Os dados do levantamento, reportados pela CNBC, sugerem que a tecnologia deixou de ser tratada apenas como uma ferramenta operacional alocada sob o guarda-chuva da diretoria de tecnologia (CTO) ou de informação (CIO). Ao exigir um assento próprio no chamado C-level, a movimentação aponta para uma tentativa clara do mercado de institucionalizar a governança e a estratégia corporativa em torno da IA.

A reconfiguração da governança tecnológica

A ascensão de um cargo dedicado exclusivamente à inteligência artificial reflete a complexidade técnica e estratégica que a tecnologia impôs aos conselhos de administração. Historicamente, grandes ondas de inovação tendem a gerar novas posições executivas — como ocorreu com a segurança da informação (CISO) e a gestão de dados (CDO) —, mas a velocidade de adoção das ferramentas de IA parece estar acelerando esse ciclo de adaptação estrutural nas grandes organizações.

Embora o levantamento da IBM aponte para uma adoção majoritária da posição de CAIO, a definição exata do escopo e da autoridade desse executivo ainda passa por um período de consolidação no mercado. A centralização da estratégia em uma única figura de liderança sugere um esforço duplo das companhias: capturar os ganhos de eficiência e produtividade prometidos pela inovação, ao mesmo tempo em que se estabelece um controle mais rígido sobre riscos regulatórios, de propriedade intelectual e de segurança da informação.

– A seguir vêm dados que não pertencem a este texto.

PR #1351, opened 2026-06-24
fix(plane): derive child scope column from project on write-through cache

sidorovanthon:
## Problem

Project-scoped child tables (`modules`, `cycles`, `states`, `labels`, `projects_issues`, `intake_issues`, `archived_*`) declare a NOT NULL path-placeholder scope column `projects_id`. Only the dependent-resource sync injects it per item (`obj[parentTable+"_id"] = parentID`).

The two write-through cache paths in `internal/cli/data_source.go` — `writeThroughCache` (auto/live read results) and `writeMutationResponseToStore` (create/update responses) — pass the **raw** API body straight to `UpsertBatch`. The Plane body carries the parent UUID as the singular `project`, never `projects_id`. So the per-item typed dispatch hit:

```
insert into modules: constraint failed: NOT NULL constraint failed: modules.projects_id (1299)
```

the per-item `SAVEPOINT` rolled back, and the row stranded in the generic `resources` table with no typed projection — surfacing as the existing warning:

```
warning: N/M modules items: typed-table upsert failed; generic resources rows preserved
```

Non-data-loss (the generic blob survives), but the typed table and typed queries silently miss those rows, and incremental sync never re-fetches them, so the strand is permanent.

## Fix

`UpsertBatch` now backfills the typed scope column from the item's own parent reference (`project`) when the path injection is absent, via a small `deriveScopeColumns(obj)` helper + a `childScopeColumnSources{"projects_id":"project"}` map. An already-present (injected) value is never overwritten, so the dependent-sync path is a no-op. `projects_id` always equals the project UUID for these tables (the dependent sync sets `projects_id` = the iterated project's id, the same UUID the body's `project` field holds).

Every entry point — sync, live-read cache, mutation cache — now populates the typed table.

## Tests

- Adds `TestUpsertBatch_DerivesChildScopeFromProjectField`: a raw write-through item `{id, project, name}` with **no** `projects_id` now lands in the typed `modules` table with `projects_id` derived from `project`.
- Existing `TestUpsertBatch_TypedFailureDoesNotStrand*Generic` still pass: their fixtures carry neither `projects_id` nor `project`, so no-parent-info stranding (generic preserved, typed=0) remains the correct behavior.

`go build ./...` + `go vet` + `go test ./internal/store ./internal/cli` all green on the `main` base.

## Notes

Diff is plane-only (3 files, +124). Reproduced the exact warning + `typedErr` with a failing test before fixing.

### DIFF
--- a/library/project-management/plane/.printing-press-patches/write-through-child-scope.json
+++ b/library/project-management/plane/.printing-press-patches/write-through-child-scope.json
@@ -1,0 +1,26 @@
+{
+  "schema_version": 2,
+  "id": "write-through-child-scope",
+  "applied_at": "2026-06-24",
+  "base_run_id": "20260602-073610",
+  "base_printing_press_version": "4.20.1",
+  "summary": "Backfill a typed child table's NOT NULL path-placeholder scope column (projects_id) from the item's own parent reference (project) inside UpsertBatch, so the write-through cache paths (live-read + mutation-response caching) stop stranding project-scoped child rows in the generic resources table with no typed projection.",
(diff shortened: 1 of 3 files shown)


sidorovanthon:
Superseded by #1361 (Round-4 tenant-resolver + flat reconcile), which is merged and includes this same child-scope fix (deriveScopeColumns / childScopeColumnSources + the DerivesChildScopeFromProjectField test) on top of upstream/main. Closing as redundant — the fix is now in main.

PR #1362, opened 2026-06-25
fix(postscript): dogfood framework command paths

debgotwired:
## Summary
- fix Postscript framework command paths for tail/import so unsupported resources are rejected instead of hopeful
- make local read paths and analytics use read-only SQLite access, with streaming group-by
- bound MCP SQL results and add focused dogfood regression tests plus patch metadata

## Validation
- go test ./...
- go test -race ./...
- go vet ./...
- go build for CLI and MCP
- govulncheck ./...
- git diff --check
- verify-skill
- verify-publish-package
- verify-supply-chain
- cli-printing-press publish validate
- cli-printing-press shipcheck --no-live-check --no-fix

Live Postscript API acceptance was not run because I do not have a real Postscript account/API key.


debgotwired:
Reworked this after the earlier closures/comments across the recent CLI PRs about insufficient testing and non-dogfooded behavior. I treated those as blockers for this Postscript retry, not just normal CI feedback.

I did not rely on green checks alone. I re-read the repo instructions, reviewed the prior Postscript review thread, cross-checked the Outreach feedback pattern, and then dogfooded the Postscript CLI surfaces directly.

What changed:
- tail subscribers now uses the real Postscript path: GET /api/v2/subscribers.
- tail events is rejected instead of pretending mutation-only resources can be tailed.
- analytics and local fallback now open SQLite read-only and no longer create/migrate empty local DBs for read commands.
- analytics --group-by streams synced rows instead of materializing the whole local store first.
- MCP SQL results are bounded with truncation metadata instead of returning unbounded row arrays.
- import subscribers is rejected; import events is the only import resource currently allowed and maps to POST /api/v2/events.
- Added focused tests for these behaviors plus patch metadata under .printing-press-patches/.

QA run locally:
- go test ./...
- go test -race ./...
- go vet ./...
- CLI and MCP go build
- govulncheck ./...
- git diff --check
- verify-skill
- verify-publish-package
- verify-supply-chain
- cli-printing-press publish validate
- cli-printing-press shipcheck --no-live-check --no-fix

Dogfooded with isolated HOME / XDG_DATA_HOME:
- doctor --json
- agent-context --pretty
- which
- api --json
- dry-run endpoint commands for subscribers list/get/update, events create, compliance unsubscribe/redact
- tail subscribers positive case and tail events negative case
- sync --dry-run --agent
- workflow archive/status
- import events dry-run and import subscribers negative case
- profile save/list/show/use/delete
- feedback and feedback list
- global --deliver file:...

What I could not verify: live Postscript API acceptance, because I do not have access to a real Postscript account/API key. If live vendor verification is mandatory for accepting this CLI, then this PR should be closed rather than merged. The non-live command behavior, generated paths, local-store behavior, MCP bounds, and Printing Press validators have all been exercised locally.

debgotwired:
@greptile-apps addressed the three P2 review comments and the broader summary cleanup on the existing PR branch.

Changes pushed in 558270078:
- `import --batch-size`: hidden until batch import is actually implemented, so the visible flag surface no longer advertises a no-op option.
- `import --input`: removed the unreachable `inputFile == ""` stdin fallback; stdin is now only `--input -`, matching the required flag contract.
- `resolveLocal` warning: routed the unfiltered local-data warning through `hintWriter` instead of direct `os.Stderr`, so callers/tests can capture or suppress it consistently.
- Patch metadata: corrected `dogfood-readonly-bounds-and-import-paths.json`, which had accidentally duplicated the tail patch metadata, and expanded it to cover this review cleanup.

Validation after the fix:
- `go test ./internal/cli ./internal/mcp ./internal/store`
- `go test ./...`
- `go test -race ./...`
- `go vet ./...`
- CLI and MCP `go build`
- `govulncheck ./...`
- `git diff --check`
- `verify-skill`
- `verify-publish-package`
- `verify-supply-chain`
- `cli-printing-press publish validate --dir library/marketing/postscript --json`
- `cli-printing-press shipcheck --dir library/marketing/postscript --spec library/marketing/postscript/spec.yaml --no-live-check --no-fix --json`

Also checked `postscript-pp-cli import --help`; `--batch-size` is no longer visible, while `--input` and `--dry-run` remain visible.

tmchow:
Closing it hasn't been fully tested as @debgotwired admitted.

PR #1383, opened 2026-06-27
fix(techmeme): stop --agent from blanking records to empty objects

mvanhorn:
## Problem

`techmeme-pp-cli search "<topic>" --agent` returns a list of empty `{}` objects instead of headlines.

Root cause: `--agent` implies `--compact`, and `compactListFields` (in `internal/cli/helpers.go`) keeps only a generic allow-list (`id/name/title/url/status/...`). Techmeme's primary records key their content off domain fields (`headline`, `link`, `source`, `num`, `topic`, `rank`, ...), none of which were in the allow-list, so compaction stripped every field and emitted an empty object. This makes the agent/JSON surface unusable both directly and for downstream source integrations (this surfaced while evaluating Techmeme as a `last30days` source).

## Fix

In `compactListFields`:

1. Add Techmeme's content fields to the keep allow-list (`headline`, `link`, `source`, `sources`, `num`, `topic`, `rank`, `date`, `time`, `count`, `velocity`, `permalink`).
2. Defense in depth: never let compaction blank a record. If no allow-listed field matched but the record carried data, keep the original record rather than emitting `{}`.

Verbose-field stripping is unchanged for records that *do* match the allow-list, so token savings are preserved.

## Validation

| Check | Result |
|---|---|
| `go build ./...` | PASS |
| `go vet ./...` | PASS |
| `go test ./...` | PASS (92 tests) |
| `govulncheck ./...` | PASS (no vulnerabilities) |
| `verify_skill.py` | PASS (all checks) |

Live before/after on the built binary:

- Before: `search "AI" --agent` -> `[{}, {}, {} ...]` (16 empty objects)
- After: `search "AI" --agent` -> `[{"headline":"...","link":"...","num":1,"source":"techcrunch.com"}, ...]` (16 populated records)

New regression tests in `internal/cli/helpers_compact_test.go` cover the headline shape, the no-blank guard, and that verbose fields are still stripped when an identifier is present.

## Notes

- Customization recorded under `.printing-press-patches/compact-must-not-blank-records.json`.
- Contributor entry added across manifest, README byline, and NOTICE (creator untouched).
- The empty-object-on-compact behavior is generator-shaped (`compactListFields` is generated boilerplate). Per the split-by-lifecycle convention this is patched in the published library first; the allow-list gap and no-blank guard should also land in the `cli-printing-press` templates so other headline/link-shaped CLIs don't regress.


mvanhorn:
Addressed both Greptile findings in b9f14ac:

1. No-blank guard now copies `item`'s entries into `compact` rather than aliasing the original map, so `compact` stays independently owned and consistent with the rest of the loop.
2. Added `TestCompactListFields_GuardPreservesVerboseWhenNoIdentifier` covering a record with a verbose field but no allow-listed field -- the guard fires and the record is preserved intact, making the guard-vs-verbose behavior explicit.

Full module suite still green (now 4 compact tests).

Issue #698, opened 2026-05-19
listing and comps return 403 — initialInfo endpoint blocked


miron-tech:
Running `comps` or `listing` against any Redfin URL returns a 403 from `/stingray/api/home/details/initialInfo`. `doctor` shows API reachable and auth not required, so the Chrome TLS transport doesn't appear to be bypassing Redfin's block on this endpoint.

```
redfin-pp-cli comps "https://www.redfin.com/TX/Dallas/11102-Ferndale-Rd-75238/home/31064649" --radius 0.5 --months 6 --json
→ Error: could not resolve subject listing
```

```
redfin-pp-cli listing "https://www.redfin.com/TX/Dallas/11102-Ferndale-Rd-75238/home/31064649" --json
→ GET /stingray/api/home/details/initialInfo returned HTTP 403
```

Mac, v1.0.0.

rob-coco:
taking this issue.

rob-coco:
Investigation finding — this is **not** a CLI request-shape issue, and I don't have a clean fix to ship.

### What I tested

Built the CLI from current \`main\` and reproduced the 403. Then:

1. **Verified surf is actually applying Chrome impersonation through \`.Std()\`.** Read \`enetx/surf@v1.0.199/adapter.go\` and \`impersonate.go\`. \`Impersonate().Chrome()\` installs Chrome 145's JA3, HTTP/2 settings, and the full browser header set (User-Agent, sec-ch-ua, sec-ch-ua-mobile, sec-ch-ua-platform, Accept-Language, Accept-Encoding) via middleware that the \`TransportAdapter\` runs on every request. The CLI's existing path through \`.Std()\` + \`http.NewRequest\` + \`httpClient.Do(req)\` does carry those.

2. **Added an explicit Chrome browser-headers RoundTripper wrapper** (analogous to the myfitnesspal #403 fix). Still 403 on \`/stingray/api/home/details/initialInfo\`. Reverted as redundant.

3. **Probed with curl from this machine** carrying a real Chrome User-Agent + \`Accept: application/json\` + \`X-Requested-With: XMLHttpRequest\` + \`Referer: <listing-url>\` + a freshly-warmed cookie jar from \`https://www.redfin.com/\` + the listing page itself. Still 403.

[...]

PR #1389, opened 2026-06-27
fix(redfin): make HTTP GET cache key deterministic

Avanderheyde:
## fix(redfin): make HTTP GET cache key deterministic

Narrow correctness fix for an existing published CLI (`library/other/redfin`).

### The bug

The generated HTTP client caches GET responses for 5 minutes, keyed by `cacheKey(path, params)`. That key was built by ranging **directly over the `params` map**:

```go
key := path
for k, v := range params {   // Go randomizes map iteration order
    key += k + "=" + v
}
```

Go randomizes map iteration order on every range, so two *identical* requests produced different key strings → different `sha256` → different cache file. `readCache` therefore almost never found the entry `writeCache` had just written: the 5-minute GET cache silently never hit, and every `homes` / `comps` / `listing` / `market` / `trends` invocation fired a fresh live request against Redfin's anti-bot Stingray endpoint. For a scraper that already trips 403 / rate-limit blocks (see #698), an effective cache is exactly the protection that was being lost.

### The fix

Sort the param keys before hashing (and separate pairs with `&` so distinct `(k,v)` pairs can't concatenate ambiguously). One small, surgical change to `internal/client/cacheKey`; no dependency or API changes.

### Validation

All run from `library/other/redfin/`:

| Check | Result |
|---|---|
| `go build ./...` | ✅ PASS |
| `go vet ./...` | ✅ PASS |
| `go test ./...` | ✅ PASS (incl. new `internal/client` tests) |
| `gofmt -l` (touched files) | ✅ clean |
| `govulncheck ./...` (reachability) | ✅ 0 affected |
| `verify_skill.py --dir .` | ✅ all checks passed |

New tests in `internal/client/client_test.go`:
- `TestCacheKeyDeterministic` — 1000 calls with the same params return one key (failed before the fix, passes after).
- `TestCacheKeyOrderIndependent` — maps with identical content hash equal.
- `TestCacheKeyDistinctParams` — distinct `region_id` / path still produce distinct keys (no collisions).

### Repo conventions

- Hand-edit to a generated file recorded at `.printing-press-patches/cache-key-deterministic.json` (reprint-guard).
- Contributor accrued across all three surfaces — `.printing-press.json` `contributors[]`, README byline, and NOTICE.
- No changes to `registry.json` or `cli-skills/pp-*` (regenerated post-merge).

### Upstream note

`internal/client/client.go` is generated (`DO NOT EDIT`), so this `cacheKey` shape is template-wide — the same non-deterministic key exists in other published CLIs' clients. Scoped to `redfin` here per the narrow-fix / don't-sweep-the-whole-library convention; the generator (`cli-printing-press`) should emit a sorted key so future prints get it for free.


Avanderheyde:
Closing from our side: this work was opened against the library repo, but the current direction is to keep these changes out of printing-press-library unless they are the intended library-add shape.

PR #1414, opened 2026-06-30
docs(here-now): add House Rules — authenticated publish by default, edit in place to keep the URL

Edouardtriet:
Adds a short **House Rules** block to the `here-now` SKILL.md, capturing two defaults that came out of real agent usage:

1. **Assume logged in** — when credentials are present, just publish authenticated and return the slug/URL ("code") instead of defaulting to `--anon` + the claim dance.
2. **Edits stay on the same link** — to update an already-published site, re-publish in place with `publish update-site <slug>` rather than re-running `publish dir` or delete+recreate. Both of the latter mint a *new* slug, and since deleted slugs are permanently reserved, the original URL is lost.

The second one bit us in practice: an "update" via `publish dir --slug <existing>` silently produced a new site, and trying to reclaim the old slug by deleting + recreating failed (slug reserved), churning the public URL twice. The note steers agents to `update-site` so the shared link stays stable.

Docs-only change to the source `library/cloud/here-now/SKILL.md`; the generated skill mirrors regenerate post-merge. No code changes.


tmchow:

tmchow:

- Verify concluded FAILURE

tmchow:
Following up on the previous triage note. This PR is still waiting on author action for the same blocker(s) after 10 days:

- Verify concluded FAILURE

tmchow:
Closing this as stale. We asked on July 10 about the Verify failure, followed up July 20, and there has been no update since.

Open a fresh PR when Verify is green. If the leftover is just a missing update-in-place recipe in SKILL.md, that is enough to include next time.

A consolidação definitiva do Chief AI Officer como uma figura padrão e duradoura no organograma corporativo dependerá de como esses primeiros executivos conseguirão demonstrar valor tangível além da atual fase de experimentação tecnológica. O movimento atual, contudo, indica que os conselhos de administração avaliam que o custo de fragmentar a governança em IA já superou o risco de expandir a diretoria.